Before local election returns were online, candidates, their supporters, journalists, interested citizens and other political junkies had to go down to the courthouse to get the latest returns on election night. No matter how fierce the campaign fights had been, all the candidates were together in the large basement room, some even chatting with each other. All eyes were fixed on the giant chalkboard neatly divided into columns for all the voting precincts. Each time the returns came in for a precinct, a board of elections member came out and wrote the numbers in the appropriate column, providing fresh evidence of who was winning and who was falling behind, eliciting cheers and moans from the crowd.

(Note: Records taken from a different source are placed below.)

PR #10145, opened 2023-07-23
refactor: ensure plugin does not export from their register

Jack-Works:
mf-0000

why?

Before this PR, plugin is registered with it's main entry point (`@masknet/plugin-x`) but there is a _very bad_ habbit within our developers that adds `export * from './UI'` in the `index.ts` file. This includes React and unnecessary code into the background.

This PR moves entry point to `@masknet/plugin-x/register`. Although not encouraged, but if you need to export from a plugin, you can create a new `index.ts` to do that.


packages/plugins/Approval/src/SNSAdaptor/ApprovalTokenContent.tsx
```diff
@@ -203,7 +203,7 @@ function ApprovalTokenItem(props: ApprovalTokenItemProps) {
         chainId,
     )
 
-    const { value: token } = useFungibleToken(NetworkPluginID.PLUGIN_EVM, spender.tokenInfo.address, undefined, {
+    const { data: token } = useFungibleToken(NetworkPluginID.PLUGIN_EVM, spender.tokenInfo.address, undefined, {
```
Jack-Works, line 206: I found some plugins are not listed in `packages/plugins/tsconfig.json`. After adding that, here comes type error. @UncleBill is this fix correct?

UncleBill: Yes.

PR #10683, opened 2023-08-31
fix: mf-5196 update currency icons

UncleBill:
https://mask.atlassian.net/browse/MF-5195


guanbinrui (approved):

UncleBill:
Oops, it should be https://mask.atlassian.net/browse/MF-5195

PR #10742, opened 2023-09-11
refactor: introduce react persist query client

UncleBill:
MF-0000


packages/shared/src/UI/contexts/PageUIProvider.tsx
```diff
@@ -25,11 +26,25 @@ interface MaskUIRootProps extends React.PropsWithChildren<{}> {
...
+        },
+    },
+}
+
 function MaskUIRoot({ children, useTheme, fallback }: MaskUIRootProps) {
     return (
         <DialogStackingProvider hasGlobalBackdrop={false}>
             <MaskThemeProvider useMaskIconPalette={(theme) => theme.palette.mode} useTheme={useTheme}>
-                <QueryClientProvider client={queryClient}>
+                <PersistQueryClientProvider client={queryClient} persistOptions={persistOptions}>
```
Jack-Works, line 47: I don't think we can add it here. It will store all data in, for example, twitter.com. Other plugins/twitter can access/modify them as well. Please only add it in `PageUIProvider`, not in `SiteUIProvider`.

Jack-Works (changes requested):

packages/shared/src/UI/contexts/PageUIProvider.tsx
UncleBill: This **is** `PageUIProvider`.

Jack-Works: No, this is `MaskUIRoot` which is shared by both providers.

image

packages/shared/src/UI/contexts/PageUIProvider.tsx
```diff
@@ -25,11 +26,25 @@ interface MaskUIRootProps extends React.PropsWithChildren<{}> {
     fallback?: React.ReactNode
 }
 
+const persister = createSyncStoragePersister({
+    storage: window.localStorage,
+})
+// We don't persist all queries but only those have the first key starts with '@@'
```
Jack-Works, line 32: does this means query key like `@@normal-data` will be stored and `normal-data` will not?

packages/shared/src/UI/contexts/PageUIProvider.tsx
UncleBill: Not really, they have their own `<MaskUIRoot>`

packages/shared/src/UI/contexts/PageUIProvider.tsx
UncleBill: > does this means query key like `@@normal-data` will be stored and `normal-data` will not?

Yes, just a magic mark.

packages/shared/src/UI/contexts/PageUIProvider.tsx
Jack-Works: oh sorry I didn't notice that

Jack-Works (approved):

guanbinrui (approved):

PR #10836, opened 2023-09-22
feat: add u8[] support for injected script

Jack-Works:
mf-0000


UncleBill (approved):

UncleBill:
reference https://mask.atlassian.net/browse/MF-5370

Frequently—especially during the period when our present unified government was taking shape—the writing duties fell to elections board member John Elliott, who was an ardent Republican fighting in the trenches to get his candidates elected and to block his opponents. During that unification period, in spite of all his hard work to the contrary, John was frequently on the losing side. Nevertheless, he marched grimly out to the chalkboard as each precinct came in, and he recorded the distasteful results. In spite of the highly charged partisan gatherings, with months of struggle hanging on each set of returns, nobody questioned the numbers John wrote down, even knowing how much he hated the results and also knowing Georgia’s long history of election fraud. In the old days, nearby Oglethorpe County had the reputation of never voting wrong in a governor’s race, the implication being that they just held their results until the winner was apparent and then adjusted their totals, to assure a place at the table when road-paving and other state largesse was passed out.
Because of Georgia’s spotty elections history, the legislature long ago fixed the process to prevent partisan tampering with returns, requiring on each board of elections representatives of both political parties. (Libertarians are out of luck.) This means that all over Georgia, partisan watchdogs are baked into each local elections board. Here in Athens-Clarke, we have by law an elections board member selected by local Republicans and one selected by local Democrats, and the rest of the members are local citizens appointed by the elected mayor and commission. And of course all elections are local. Whether it’s the president, the governor or your commissioner, you vote here in Athens-Clarke or with a ballot mailed in locally in an election overseen and tallied by the board of elections and the local poll workers they employ. The board members are local people doing their civic duty, and so are the poll workers—for long hours and low pay.
We have just concluded another election. Whether it went your way or not, it was managed here locally—and in every county in Georgia—by local people with bipartisan representation. They know each other, and they know that it is part of the process that political foes are keeping an eye on each other when anything is going on behind closed doors, like counting the votes. And we know them: They’re our friends and neighbors. They’re not strangers or bureaucrats or technocrats with vote-changing gizmos in their pockets. If you voted in person, you probably saw some of them, and you certainly saw the people who volunteered to put in long hours at the polls, managing the process by which we all make our political choices. And, of course, when elections are extremely close, there’s a provision for automatic recounts.
All these provisions for fair elections don’t ease the sting of defeat, and it’s true that our local elections managers can only work within the guidelines established by the legislature, which has been pretty harsh lately in removing some of the encouragements that make voting easier. Even so, voters turned out in large numbers all over the state.
Let us hope that claims of rigged elections and voter fraud are so 2020 by now that we can all remember just who is in charge of assuring election integrity right here in Athens. Hint: Not space aliens.